I'm working on a multivariate cross-entropy minimization model (for more details about it, see this paper, pp. 32-33). It's purpose is to adjust a prior multivariate distribution (in this case, a gaussian normal) with information on marginals coming from real observations.

The code at the end of the post represents my current implementation. The maths should have been correctly reproduced, unless I missed something critical during the review. The real problem I'm struggling to deal with is the performance of the code.

In the first part of the model, cumulative probabilities have to be computed over all the orthants of the distribution density. This process has a time complexity of 2^N, where N is the number of entities included into the dataset.

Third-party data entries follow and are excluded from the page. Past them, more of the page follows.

PR #18817, opened 2024-04-28
[System ready] Extend sysmonitor functionality to wait for host daemons

fastiuk:
#### Why I did it
To extend sysmonitor to report services states according to HLD: https://github.com/sonic-net/SONiC/pull/1363

#### How I did it
* Add timeout monitor task to sysmonitor to declare system ready state forcibly when timout happened.
* sysmonitor now has a state machine, so the status now doesn't get back to "Not OK" after it was declared as "OK"
* A new "irrel_for_sysready" configuration was added to "FEATURE" table to handle services for which sysmonitor shouldn't wait for.
* Add "wait_services" field to platform health config file to explicitly specify services sysmonitor has to wait for.

#### How to verify it

* Start NOS on the box
* Make sure it defines system ready status
* Make sure `sysreadyshow` shows all services as OK 

- [ ] 201811
- [ ] 201911
- [ ] 202006
- [ ] 202012
- [ ] 202106
- [ ] 202111
- [ ] 202205
- [ ] 202211
- [ ] 202305

- [ ] 
- [ ] 

[Device metadata config](https://github.com/sonic-net/sonic-buildimage/blob/master/src/sonic-yang-models/doc/Configuration.md#device-metadata)

#### A picture of a cute animal (it is my cat Finn)
PXL_20230413_140941610 PORTRAIT


files/build_templates/docker_image_ctl.j2
```diff
@@ -108,6 +108,37 @@ function preStartAction()
     fi
 {%- elif docker_container_name == "snmp" %}
     $SONIC_DB_CLI STATE_DB HSET 'DEVICE_METADATA|localhost' chassis_serial_number $(decode-syseeprom -s)
+
+    # Wait for system ready. Continue after timeout if we won't hear anything
+    # from DB. Read timeout from config file and add two extra minutes on top of
+    # it.
+    CONFFILE=system_health_monitoring_config.json
+    PLATFORM=$(sonic-cfggen -d -v "DEVICE_METADATA['localhost']['platform']")
```
fastiuk, line 116: > Try to use cache rather than using sonic-cfggen as sonic-cfggen is a costly operation.

> Please refer to https://github.com/sonic-net/sonic-buildimage/pull/17343

@dgsudharsan ok, will change that

files/build_templates/docker_image_ctl.j2
```diff
@@ -108,6 +108,37 @@ function preStartAction()
...
+
+    # Set default if not found
+    if [[ -z $TIMEOUT ]]; then
+        MESSAGE="Failed to read timeout from config file, assuming default is \
+                10 minutes"
+        echo $MESSAGE
+        TIMEOUT=10
+    fi
+
+    # Add to extra minutes and convert to seconds and
```
fastiuk, line 129: > What is the rationale behind adding extra two minutes?

@dgsudharsan The system ready status should be declared in `TIMEOUT` time, but I am adding two extra minutes just to poll it for a bit longer time to make sure it will overlap timeout time.

files/build_templates/docker_image_ctl.j2
```diff
@@ -108,6 +108,37 @@ function preStartAction()
     fi
 {%- elif docker_container_name == "snmp" %}
     $SONIC_DB_CLI STATE_DB HSET 'DEVICE_METADATA|localhost' chassis_serial_number $(decode-syseeprom -s)
+
```
fastiuk, line 111: > Are you enabling this feature by default for snmp? Shouldn't it be based on configuration?

@dgsudharsan It is disabled for snmp by default: see `files/build_templates/init_cfg.json.j2`

files/build_templates/init_cfg.json.j2
```diff
@@ -79,11 +79,17 @@
...
+            "check_up_status" : "true",
+{%- endif %}
 {# For now, to support the infrastrucure, setting the check_up_status to false for bgp,swss,pmon  #}
 {# Once apps like bgp,synd supports app readiness, then bgp,syncd can set check_up_status to true #}
-{%- if feature in ["bgp", "swss", "pmon"] %}
+{%- if feature in ["bgp"] %}
             "check_up_status" : "false",
 {%- endif %}
+{%- if feature in ["ib-utils", "snmp"] %}
+            "irrel_for_sysready" : "true",
```
fastiuk, line 91: > Can you please rename it to ignore_for_sysready for better readability?

@dgsudharsan sorry, cannot. Cause it was approved in the HLD like that.

files/scripts/syncd.sh
```diff
@@ -44,6 +44,8 @@ function startplatform() {
         /usr/bin/mlnx-fw-upgrade.sh -v
         if [[ "$?" -ne "${EXIT_SUCCESS}" ]]; then
             debug "Failed to upgrade fw. " "$?" "Restart syncd"
+            sonic-db-cli STATE_DB HSET "FEATURE|$DEV_SRV" fail_reason \
```
fastiuk, line 47: > Why are we considering just the asic firmware update as sysready indication for syncd. Shouldn't it be the create switch success?

@dgsudharsan not only, we have `PortInitDone` event in swss and `SFP ready` in pmon.

src/system-health/health_checker/sysmonitor.py
```diff
@@ -1,30 +1,36 @@
...
+from . import utils
 from .config import Config
 import signal
 import jinja2
 
 SYSLOG_IDENTIFIER = "system#monitor"
 REDIS_TIMEOUT_MS = 0
-system_allsrv_state = "DOWN"
-spl_srv_list = ['database-chassis', 'gbsyncd']
+spl_srv_list = ['database-chassis', 'gbsyncd', 'e2scrub_reap']
```
fastiuk, line 23: > Can you clarify what is e2scrub_reap?

@dgsudharsan it is debian internal service. According to the manual: `e2scrub attempts to check (but not repair) all metadata in a mounted ext[234] file system if the file system resides on an LVM logical volume. The block device of the LVM logical volume can also be passed in.` So we shouldn't take it into concideration.

src/system-health/health_checker/sysmonitor.py
```diff
@@ -109,17 +128,72 @@ def task_notify(self, msg):
             return
         self.task_queue.put(msg)
 
+
+# Subprocess to monitor system ready timeout. If timeout will be exceeded,
+# send a message to queue and exit
+class MonitorTimeout(ProcessTaskBase):
```
fastiuk, line 134: > This thread needs to be spawned only when feature is enabled.

@dgsudharsan not only, it should be spawned also when feature is disabled, cause when it is disabled it still wait for one state - swss's `PortInitDone`

files/build_templates/docker_image_ctl.j2
dgsudharsan: My question is different.  In the init_cfg.j2 you are considering snmp as irrelevent for system ready but using system ready as a criteria to spawn snmp. Is this correct?

files/build_templates/docker_image_ctl.j2
dgsudharsan: Since you are polling every 15 seconds, shouldn't 1 minute be sufficient to handle overlap?

files/build_templates/docker_image_ctl.j2
dgsudharsan: Can you consider handling this logic through featured? Today we have a similar flow in featured where certain daemons are spawned after portinitdone. In this case the critera can be systemd. It can be much easy to extend this to multiple daemons

files/scripts/syncd.sh
dgsudharsan: My question is syncd up_status is just set base on startplatform completion. Is it possible that in the actual syncd flow, switch_create might fail and we will still see the up_status as true. Can we include the switch create in the definition of syncd up_status?

files/build_templates/docker_image_ctl.j2
fastiuk: > My question is different. In the init_cfg.j2 you are considering snmp as irrelevent for system ready but using system ready as a criteria to spawn snmp. Is this correct?

Yes, it is indeed correct. Irrelevant for system ready means that `system ready` feature won't just collect readiness status of snmp systemd service. But SNMP must be started after system is ready. The logic actually does't break each other.

fastiuk: > Can you consider handling this logic through featured? Today we have a similar flow in featured where certain daemons are spawned after portinitdone. In this case the critera can be systemd. It can be much easy to extend this to multiple daemons

I looked at the code in `featured` and I don't want to break anything there by adding wait for system ready. Most of the `delayed` services there depend on portinit done, and I don't want to add another wait point there as it will just make the logic there more complex and less clear.

files/scripts/syncd.sh
fastiuk: Yes, it can happen I think. Set system ready condition you see here is just an internal NV requirement, but at the same time it is very generic, so won't conflict with any other platform. I prefer to leave it as it is.

files/build_templates/init_cfg.json.j2
```diff
@@ -82,11 +82,17 @@
             "auto_restart": "{{autorestart}}",
             "support_syslog_rate_limit" : "true",
 {# Set check_up_status to true here when app readiness will be marked in state db  #}
+{%- if feature in ["swss", "syncd", "pmon"] %}
+            "check_up_status" : "true",
```
qiluo-msft, line 86: Please do not change image config generation behavior. We will rely on external service to generate golden config, and ask sonic to `config reload -f golden_config.json` to consume them.

qiluo-msft: @wen587 to review.

liat-grozovik:
@fastiuk i hope that you can handle conflict and we will be able to merge it finally before branch out this week.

As long as the number of entities is less than 12, everything is fast enough on my PC. With 20 entities, which is my current target, the model needs to run mvncdf over 1048576 combinations of orthants and this takes forever to finish.

I already improved the code a little bit by replacing the main for loop with a parfor loop. I acquired a huge performance gain by replacing the built-in mvncdf function with a user-made one.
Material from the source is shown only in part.